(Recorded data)
PR #1067, opened 2018-04-13
CFE-2797 Fix memory collection on AIX

ncharles:


ncharles:
See https://tracker.mender.io/browse/CFE-2797

inventory/any.cf
```diff
@@ -145,6 +145,11 @@ bundle agent cfe_autorun_inventory_memory
       "free" string => ifelse("windows", "0",
                               $(mon.value_mem_free)),
       meta => { "report" };
+
+     enterprise.aix::
+      "total" string => execresult("/usr/bin/lparstat -i | grep 'Online Memory' | awk '{ print $4 }'", "useshell"),
+      meta => { "inventory", "attribute_name=Memory size (MB)" };
+
```
vpodzime: What about the ``"free"`` variable?

ncharles: you are totally right, thank you !

inventory/any.cf
```diff
@@ -136,15 +136,21 @@ bundle agent cfe_autorun_inventory_memory
...
                                $(mon.value_mem_total)),
       meta => { "inventory", "attribute_name=Memory size (MB)" };
 
+    enterprise::
       "free" string => ifelse("windows", "0",
                               $(mon.value_mem_free)),
       meta => { "report" };
+
+    enterprise.aix::
+      "total" string => execresult("/usr/bin/lparstat -i | grep 'Online Memory' | awk '{ print $4 }'", "useshell"),
```
nickanderson: If we use this execresult to collect memory let's get rid of grep.

This should work:

`/usr/bin/lparstat -i | awk '/Online Memory/ {print $4 }'

nickanderson:
Hum, is it not pulling the right data from cf-monitord or are you not running cf-monitord?

nickanderson:
Can you add the info that it is pulling to the ticket please. Would like to see what it thinks the free mem is from cf-monitord.

inventory/any.cf
nickanderson: @ncharles can you update the PR to drop the extra pipeline?

```
$ lparstat -i | grep Online
Online Virtual CPUs                        : 3
Online Memory                              : 2048 MB
```

```
$ /usr/bin/lparstat -i | grep 'Online Memory' | awk '{ print $4 }'
2048
```

Also, it would be nice if we had the information about what cf-monitord was capturing for memory.

```
$(mon.value_mem_free)
```

nickanderson: oh TOTAL not free, i was looking at the wrong line.

nickanderson:
Thank you @ncharles!  closing this pr in favor of #1073 which includes the small cleanup and a changelog keyword.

Work item
The entries are to be transcribed exactly, each line in full.

Answer space
PR #1067, opened 2018-04-13
CFE-2797 Fix memory collection on AIX

ncharles:


ncharles:
See https://tracker.mender.io/browse/CFE-2797

inventory/any.cf
```diff
@@ -145,6 +145,11 @@ bundle agent cfe_autorun_inventory_memory
       "free" string => ifelse("windows", "0",
                               $(mon.value_mem_free)),
       meta => { "report" };
+
+     enterprise.aix::
+      "total" string => execresult("/usr/bin/lparstat -i | grep 'Online Memory' | awk '{ print $4 }'", "useshell"),
+      meta => { "inventory", "attribute_name=Memory size (MB)" };
+
```
vpodzime: What about the ``"free"`` variable?

ncharles: you are totally right, thank you !

inventory/any.cf
```diff
@@ -136,15 +136,21 @@ bundle agent cfe_autorun_inventory_memory
...
                                $(mon.value_mem_total)),
       meta => { "inventory", "attribute_name=Memory size (MB)" };
 
+    enterprise::
       "free" string => ifelse("windows", "0",
                               $(mon.value_mem_free)),
       meta => { "report" };
+
+    enterprise.aix::
+      "total" string => execresult("/usr/bin/lparstat -i | grep 'Online Memory' | awk '{ print $4 }'", "useshell"),
```
nickanderson: If we use this execresult to collect memory let's get rid of grep.

This should work:

`/usr/bin/lparstat -i | awk '/Online Memory/ {print $4 }'

nickanderson:
Hum, is it not pulling the right data from cf-monitord or are you not running cf-monitord?

nickanderson:
Can you add the info that it is pulling to the ticket please. Would like to see what it thinks the free mem is from cf-monitord.

inventory/any.cf
nickanderson: @ncharles can you update the PR to drop the extra pipeline?

```
$ lparstat -i | grep Online
Online Virtual CPUs                        : 3
Online Memory                              : 2048 MB
```

```
$ /usr/bin/lparstat -i | grep 'Online Memory' | awk '{ print $4 }'
2048
```

Also, it would be nice if we had the information about what cf-monitord was capturing for memory.

```
$(mon.value_mem_free)
```

nickanderson: oh TOTAL not free, i was looking at the wrong line.

nickanderson:
Thank you @ncharles!  closing this pr in favor of #1073 which includes the small cleanup and a changelog keyword.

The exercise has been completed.